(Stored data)
Issue #1839, opened 2020-11-16
Add a way to limit the number of total inbound connections


tomaka:
The `SwarmBuilder` has a way to limit the number of connections per peer, and a way to limit the number of handshaking connections, but no way to limit the total number of incoming connections.

At the moment, someone can pre-generate thousands of PeerIds, then open thousands of TCP connections to a single node, and completely clog its file descriptors.

PR #1848, opened 2020-11-20
[core/swarm] Refactor and extend configurable connection limits.

romanb:
The initial motivation for the work in this PR is https://github.com/libp2p/rust-libp2p/issues/1839. However, the PR goes a bit further than to just add a single counter to have a more streamlined API. Thus, in order to better track different connection counts and permit configurable limits for these counts and make these available for inspection in an efficient manner (i.e. without linear counting operations), I introduced dedicated connection counters via a `ConnectionCounters` structure maintained by the internal connection pool but exposed on the API via the `NetworkInfo`. All connection states that are counted in this way can also have effective configurable limits.

All limits are now configured through a `ConnectionLimits` structure. The new configurable limits are

  * `ConnectionLimits::max_established_incoming` for limiting the number of concurrent established connections that were incoming.
  * `ConnectionLimits::max_established_outgoing` for limiting the number of concurrent established connections that were outgoing.

A limit that has been removed because tracking the related counts efficiently would be a bit laborious and I don't think it is particularly useful is

  * `NetworkConfig::set_outgoing_per_peer_limit()`

Note that there are still the pre-existing `ConnectionLimits::max_incoming` and `ConnectionLimits::max_outgoing` which correspond to the two new configuration options above, just for pending connections. I also took the liberty to change the connection limits to use `u32` instead of `usize` for their types, which seems more appropriate.

### Fixed panic in the `Peer` API

The `Network::peer()` API allows to iterate mutably over the ongoing connection attempts via `DialingPeer::attempts()`, where each `DialingAttempt` can be `abort()`ed during iteration. However, the iterator did not take into account the changes to the internal iteration offsets when elements are removed. This was discovered while extending the connection limit tests a bit and has been fixed now as a result.

### DIFF
--- a/core/CHANGELOG.md
+++ b/core/CHANGELOG.md
@@ -1,6 +1,7 @@
 # 0.25.0 [unreleased]
 
 - The `NetworkConfig` API is now a builder that moves `self`.
+  [PR 1848](https://github.com/libp2p/rust-libp2p/pull/1848/).
 
 - New configurable connection limits for established connections and
   dedicated connection counters. Removed the connection limit dedicated
--- a/core/CHANGELOG.md
+++ b/core/CHANGELOG.md
@@ -6,6 +6,7 @@
   dedicated connection counters. Removed the connection limit dedicated
   to outgoing pending connection _per peer_. Connection limits are now
   represented by `u32` intead of `usize` types.
+  [PR 1848](https://github.com/libp2p/rust-libp2p/pull/1848/).
 
 - Update `multihash`.
 
--- a/core/CHANGELOG.md
+++ b/core/CHANGELOG.md
@@ -1,5 +1,8 @@
 # 0.25.0 [unreleased]
 
+- New configurable connection limits for established connections and
+  dedicated connection counters.
+
 - Update `multihash`.
 
 - Update `multistream-select`.
--- a/core/CHANGELOG.md
+++ b/core/CHANGELOG.md
@@ -1,7 +1,9 @@
 # 0.25.0 [unreleased]
 
 - New configurable connection limits for established connections and
-  dedicated connection counters.
+  dedicated connection counters. Removed the connection limit dedicated
+  to outgoing pending connection _per peer_. Connection limits are now
+  represented by `u32` intead of `usize` types.
 
 - Update `multihash`.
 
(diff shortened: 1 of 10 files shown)


mxinden (commented):
Good catch on the iterator state mismatch!

core/src/connection/pool.rs
```diff
@@ -894,62 +887,169 @@ where
...
-    pub max_outgoing_per_peer: Option<usize>,
+/// Network connection information.
+#[derive(Debug, Clone)]
+pub struct ConnectionCounters {
+    /// The effective connection limits.
+    limits: ConnectionLimits,
+    /// The current number of incoming connections.
+    incoming: u32,
+    /// The current number of outgoing connections.
+    outgoing: u32,
```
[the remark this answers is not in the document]
romanb: Yes, sounds fine to me.

tomaka (approved):
Looks good to me with the same remarks as Max on the naming.

romanb:
I incorporated the naming suggestion(s) in https://github.com/libp2p/rust-libp2p/pull/1848/commits/4e447e99a0ec9f740732a6935a639b7c57af23e6 together with a bit refinement for the configuration APIs:

  * `ConnectionLimits` now has private fields for future extensions and offers a builder API that moves `self`.
  * `NetworkConfig` now has a builder API that moves `self`.

The `SwarmBuilder` already used this style, so there is some gain in consistency. Let me know if that last commit looks acceptable.

core/CHANGELOG.md
```diff
@@ -1,5 +1,12 @@
 # 0.25.0 [unreleased]
 
+- The `NetworkConfig` API is now a builder that moves `self`.
```
mxinden, line 3:
```suggestion
- The `NetworkConfig` API is now a builder that moves `self`.
  [PR 1848](https://github.com/libp2p/rust-libp2p/pull/1848/).
```

core/CHANGELOG.md
```diff
@@ -1,5 +1,12 @@
...
+
+- New configurable connection limits for established connections and
+  dedicated connection counters. Removed the connection limit dedicated
+  to outgoing pending connection _per peer_. Connection limits are now
+  represented by `u32` intead of `usize` types.
```
mxinden, line 8:
```suggestion
  represented by `u32` intead of `usize` types.
  [PR 1848](https://github.com/libp2p/rust-libp2p/pull/1848/).
```

mxinden (approved):
Both the connection limiting as well as the general API improvements look good to me.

Your objective ::
A bare number is expected: how many lines above contain the word "iterator"?

Output for this exercise ::
2